Southwest Africa began to produce diamonds in 1908. Operations expaned in surges; now they extend offshore and involve the use of barges that suck up debris from the sea floor. On land, the beach deposits yield one part diamond to 100 million parts sand.
Nearly all the new nations of southern Africa and even nations and territories farther north have some deposits of diamonds, especially Sierra Leone, Ghana, Guinea, Angola, Liberia, Ivory Coast, and the Central African Republic. The Congo region has been a heavy producer of industrial diamonds since 1910. The largest kimberlite pipe yet known, the Williamson, is in Tanzania (another large producer of diamonds).
United States:
A kimberlite pipe in Pike county, Ark., has yielded 40,000 diamonds weighing up to 40 carats each. Discovered in 1906, it had been operated by a succession of owners, none of whom made it profitable until it was turned into a tourist attraction where visitors may explore for a fee.
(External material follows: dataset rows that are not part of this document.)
PR #1312, opened 2019-04-03
Move events from Dredd.js to the Transaction Runner

honzajavorek:

The `emitStart` and `emitEnd` methods were originally part of Dredd.js, but I moved them to the transaction runner. All other events are emitted in the transaction runner, so I thought it's a good idea to streamline the concerns of the components.

I didn't rewrite the code, only moved it around and indented what was necessary. The result is not meant to be beautiful at this stage.

- [ ] To write docs
- [ ] To write tests

### DIFF
--- a/test/unit/Dredd-test.js
+++ b/test/unit/Dredd-test.js
@@ -1,5 +1,3 @@
-const bodyParser = require('body-parser');
-const express = require('express');
 const fsStub = require('fs');
 const proxyquire = require('proxyquire').noCallThru();
 const requestStub = require('request');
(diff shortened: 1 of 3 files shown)


test/unit/Dredd-test.js
```diff
@@ -588,112 +588,14 @@ GET /url
...
+    afterEach(() => dredd.transactionRunner.executeTransaction.resetHistory());
 
     it('should execute the runtime', done => dredd.run(() => {
-      assert.isOk(dredd.runner.executeTransaction.called);
+      assert.isOk(dredd.transactionRunner.executeTransaction.called);
       done();
     }));
   });
-
-  describe('#emitStart', () => {
```
honzajavorek: I removed these unit tests now as they're specific to Dredd.js and would be hard to move to the transaction runner tests. In fact I have integration tests replacing most of this file, covering the basic use cases, waiting in the https://github.com/apiaryio/dredd/pull/1289

PR #1314, opened 2019-04-03
Refactor and test requiring user-provided module

honzajavorek:

- [ ] To write docs
- [x] To write tests

### DIFF
--- a/lib/resolveModule.js
+++ b/lib/resolveModule.js
@@ -1,0 +1,10 @@
+const fs = require('fs');
+const path = require('path');
+
+
+module.exports = function resolveModule(workingDirectory, moduleName) {
+  const absolutePath = path.resolve(workingDirectory, moduleName);
+  return fs.existsSync(absolutePath) || fs.existsSync(`${absolutePath}.js`)
+    ? path.resolve(absolutePath)
+    : moduleName;
+};
--- a/lib/resolveModule.js
+++ b/lib/resolveModule.js
@@ -5,6 +5,6 @@ const path = require('path');
 module.exports = function resolveModule(workingDirectory, moduleName) {
   const absolutePath = path.resolve(workingDirectory, moduleName);
   return fs.existsSync(absolutePath) || fs.existsSync(`${absolutePath}.js`)
-    ? path.resolve(absolutePath)
+    ? absolutePath
     : moduleName;
 };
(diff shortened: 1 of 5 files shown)


lib/resolveModule.js
```diff
@@ -0,0 +1,10 @@
+const fs = require('fs');
+const path = require('path');
+
+
+module.exports = function resolveModule(workingDirectory, moduleName) {
+  const absolutePath = path.resolve(workingDirectory, moduleName);
+  return fs.existsSync(absolutePath) || fs.existsSync(`${absolutePath}.js`)
+    ? path.resolve(absolutePath)
```
artem-zakharchenko: Why should we resolve already resolved path once more?

test/unit/resolveModule-test.js
```diff
@@ -0,0 +1,30 @@
...
+    assert.equal(
+      resolveModule(workingDirectory, 'requiredModule.js'),
+      path.join(workingDirectory, 'requiredModule.js')
+    );
+  });
+
+  it('resolves an installed module name', () => {
+    assert.equal(
+      resolveModule(workingDirectory, 'coffeescript/register'),
+      'coffeescript/register'
```
artem-zakharchenko: A minor thing, but maybe it's more future-proof to mock some generic module (i.e. `mocha`), the one that is unlikely to be removed as the library's dependency. I assume `coffeescript` is a legacy, so it's going to be removed in the future. It's nice not to hook up to legacy things in the tests.

honzajavorek: CoffeeScript is definitely a legacy as Dredd's direct dependency, but it is an existing JS transpiler (it's still developed and some people still use it). The `--require` option was introduced to mainly support transpilers, similar to `mocha --compilers js:babel-core/register`.

Any transpiler would do to verify the feature works, but `coffeescript` was already in dev dependencies from the past. Its objective advantage is it has zero dependencies itself, so using it to test the feature is very "cheap" (compared to e.g. `babel-core`, which has ~14 dependencies right now, and might require additional settings or packages to actually transpile something).

Also... it is a tiny little tribute to Dredd's origins... okay, with this one I admit I'm just making up things now 😄

lib/resolveModule.js
honzajavorek: That's a good question. Looks like a leftover from some furious changes in code. I'll play with the code for a while and get back to address this comment.

honzajavorek: Okay, verified it has no particular reason. Addressed in da645b2

PR #1315, opened 2019-04-03
Split dredd-test.js into multiple files

honzajavorek:

The dredd-test.js is a mess of multiple things. This splits it into three files:

- `test/integration/apiary-reporter-test.js` - integration tests for the `apiary` reporter
- `test/integration/dredd-test.js` - `Dredd.js` integration tests
- `test/integration/openapi2-test.js` - testing specifics of the OpenAPI 2 support

⚠️ The code is copy-paste. This PR doesn't change it, only splits 1 ugly test file into 3

- Partly addressing https://github.com/apiaryio/dredd/issues/1288
- Factored out from https://github.com/apiaryio/dredd/pull/1289/

- [ ] To write docs
- [x] To write tests


test/integration/openapi2-test.js
```diff
@@ -0,0 +1,152 @@
...
+      if (error ? error.message : undefined) {
+        output += error.message;
+      }
+      cb();
+    }
+  });
+}
+
+
+function record(transport, level, message) {
```
artem-zakharchenko: Not critical, however, during the upgrade to `winston@3` I've noticed we declare this `record` function multiple times, doing the very same operations. I suggest to consider declaring just one `record` function (i.e. in some test utils) to decrease the refactoring surface of any future logging upgrades.

```js
// Convert to high-order function to preserve call signature of winston's callback.
function record(output) {
  return (transport, level, message) => {...}
}
```

honzajavorek: Agree 👍 I'd like to consolidate the ways logging gets inspected in tests together with further improving the logging infrastructure after it was split between logs and output.

PR #1316, opened 2019-04-04
Use explicit variable names

honzajavorek:

Because I think `response` is better than `res`.

- [ ] To write docs
- [ ] To write tests

### DIFF
--- a/lib/performRequest.js
+++ b/lib/performRequest.js
@@ -5,7 +5,7 @@ const defaultLogger = require('./logger');
 
 
 /**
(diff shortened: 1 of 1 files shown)


kylef:
There's also a lot of "err" used everywhere instead of "error":

```
$ git grep '\berr\b' | wc
     459
```

honzajavorek:
Yes, it's everywhere. We can either rename it in bulk or we can try to get rid of it using async/await 😄

PR #1369, opened 2019-05-21
test: uses "hasAllKeys" for order-insensitive keys assertion

### LINKED ISSUE #1368: Order assertion of results keys in sanitization test
**Describe the bug**
In the current `sanitization-test.js` we assert that the validation result has all the specified keys:

https://github.com/apiaryio/dredd/blob/306528427176c6b6d3f7e2eed8a27afdd5b063b7/test/integration/sanitation-test.js#L497

However, we achieve that through `deepEqual`, which makes the order of keys matter.

**To Reproduce**
```bash
mocha test/integration/sanitation-test.js
```

**Expected behavior**
We should assert that `event[2].test.results` contains all the keys, without relying on the exact order of keys. I suggest to use `hasAllKeys` instead:

```js
assert. hasAllKeys(events[2].test.results, ['general', 'headers', 'body', 'statusCode']);
```

**What is in your `dredd.yml`?**

Doesn't influence the issue.

```
11.1.0
```

> Internally, this issue has occurred because the order of validation changed in `gavel`. However, this may be a good chance to re-consider certain tests to be bulletproof.

artem-zakharchenko:

Uses `hasAllKeys` for assertion of validation results object keys in sanitization tests. Makes assertion order-insensitive, improving the tests' sustainability. Also fixes a logical flaw where object's keys are asserted in specific order.

- Fixes #1368 

- [x] To write docs
- [x] To write tests

### DIFF
--- a/test/integration/sanitation-test.js
+++ b/test/integration/sanitation-test.js
@@ -455,7 +455,7 @@ describe('Sanitation of Reported Data', () => {
       assert.equal(events[2].test.status, 'fail');
       assert.include(events[2].test.results.general.results[0].message.toLowerCase(), 'fail');
     });
-    it('emitted test data results contain just \'general\' section', () => assert.deepEqual(Object.keys(events[2].test.results), ['general']));
+    it('emitted test data results contain just \'general\' section', () => assert.hasAllKeys(events[2].test.results, ['general']));
     it('sensitive data cannot be found anywhere in the emitted test data', () => {
       const test = JSON.stringify(events);
       assert.notInclude(test, sensitiveKey);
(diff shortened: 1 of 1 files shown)


test/integration/sanitation-test.js
```diff
@@ -494,7 +494,8 @@ describe('Sanitation of Reported Data', () => {
       assert.equal(events[2].test.status, 'fail');
       assert.include(events[2].test.results.general.results[0].message.toLowerCase(), 'fail');
     });
-    it('emitted test data results contain all regular sections', () => assert.deepEqual(Object.keys(events[2].test.results), ['general', 'headers', 'body', 'statusCode']));
+    it('emitted test data results contain all regular sections', () => assert.hasAllKeys(events[2
+    ].test.results, ['general', 'headers', 'body', 'statusCode']));
```
honzajavorek: Strange newline, but given the test is decaffeinated and not humanly formatted, this is a minor issue.

artem-zakharchenko: Fixed. Thanks :)

PR #1372, opened 2019-05-21
fix: uses explicit validation result sections list for logging output

### LINKED ISSUE #1371: Logging order in transaction runner depends on Gavel's validation order
**Describe the bug**
The order in which the validation result is logged directly depends on the order in which validation is executed in Gavel (see https://github.com/apiaryio/gavel.js/issues/169). This is not okay, since it creates a tight dependency between two libraries, making Dredd fail if Gavel suddenly returns validation results in a different order.

In the mentioned Gavel's issue I reason why the order must never be relied on, and Dredd should specify the required order within its logging.

**To Reproduce**

```
mocha test/integration/response-test.js
```

Execute the test suite and see it pass. Change the order of validators invocation in Gavel and see it fail.

**Expected behavior**
- No tight dependency between Gavel and Dredd order of validators
- Dredd specifies an explicit list of "sections" it outputs during the logging

```
11.1.0
```

artem-zakharchenko:

Introduces an explicit list of validation result sections to be present in the Dredd's transaction runner output. This allows Dredd to be independent from Gavel's validation order, and also makes it resilient to new Gavel releases.

- Fixes #1371

- [x] To write docs
- [x] To write tests

### DIFF
--- a/lib/TransactionRunner.js
+++ b/lib/TransactionRunner.js
@@ -573,15 +573,18 @@ include a message body: https://tools.ietf.org/html/rfc7231#section-6.3\
         let message = '';
         const object = gavelResult || {};
         let validatorOutput;
-        for (const sectionName of Object.keys(object || {})) {
-          // Section names are 'statusCode', 'headers', 'body' (and 'version', which is irrelevant)
+
+        // Order-sensitive list of validation sections to output in the log
+        const resultSections = ['headers', 'body', 'statusCode']
+          .filter(sectionName => Object.prototype.hasOwnProperty.call(object, sectionName));
+
+        resultSections.forEach((sectionName) => {
           validatorOutput = object[sectionName];
-          if (sectionName !== 'version') {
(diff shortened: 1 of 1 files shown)


lib/TransactionRunner.js
```diff
@@ -572,16 +572,20 @@ include a message body: https://tools.ietf.org/html/rfc7231#section-6.3\
...
         let message = '';
         const object = gavelResult || {};
+
         let validatorOutput;
-        for (const sectionName of Object.keys(object || {})) {
-          // Section names are 'statusCode', 'headers', 'body' (and 'version', which is irrelevant)
+
+        // Order-sensitive list of validation sections to output in the log
+        const resultSections = ['headers', 'body', 'statusCode']
+          .filter(sectionName => Object.prototype.hasOwnProperty.call(gavelResult, sectionName));
```
artem-zakharchenko: Since now we have an explicit list of sections we need to filter out those sections that are actually present in the Gavel's results.

PR #1374, opened 2019-05-21
Do not initiate hooks if there are no hookfiles

honzajavorek:

I believe it is a regression. @kylef had to work around it when upgrading Dredd in https://github.com/apiaryio/polls-api/pull/66/commits/4f66c3409757f241334473ed2d13fba0f5c7142a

Many dozens of crystals have been picked up in the Great Lakes states, where they evidently were transported from Canada by the glaciers of the Pleistocene ice age. More puzzling are the crystals found in California, in regions of the Appalachian Mountains that never experienced glaciation, and in a few other areas, because their original sources are completely unknown. Kimberlite, nevertheless, has been noted in various sites in the United States and Canada.
Other Areas:
Borneo and Indonesia furnish some diamonds and have done so for centuries. Most of them are small but of good quality. New South Wales and—to a lesser extent— other states in Australia have yielded diamonds. Details about diamond deposits in the Soviet Union are lacking. They are of major rank, however, and include both gem and industrial stones. The largest locations are in kimberlite deposits in Siberia, which were discovered after 1954.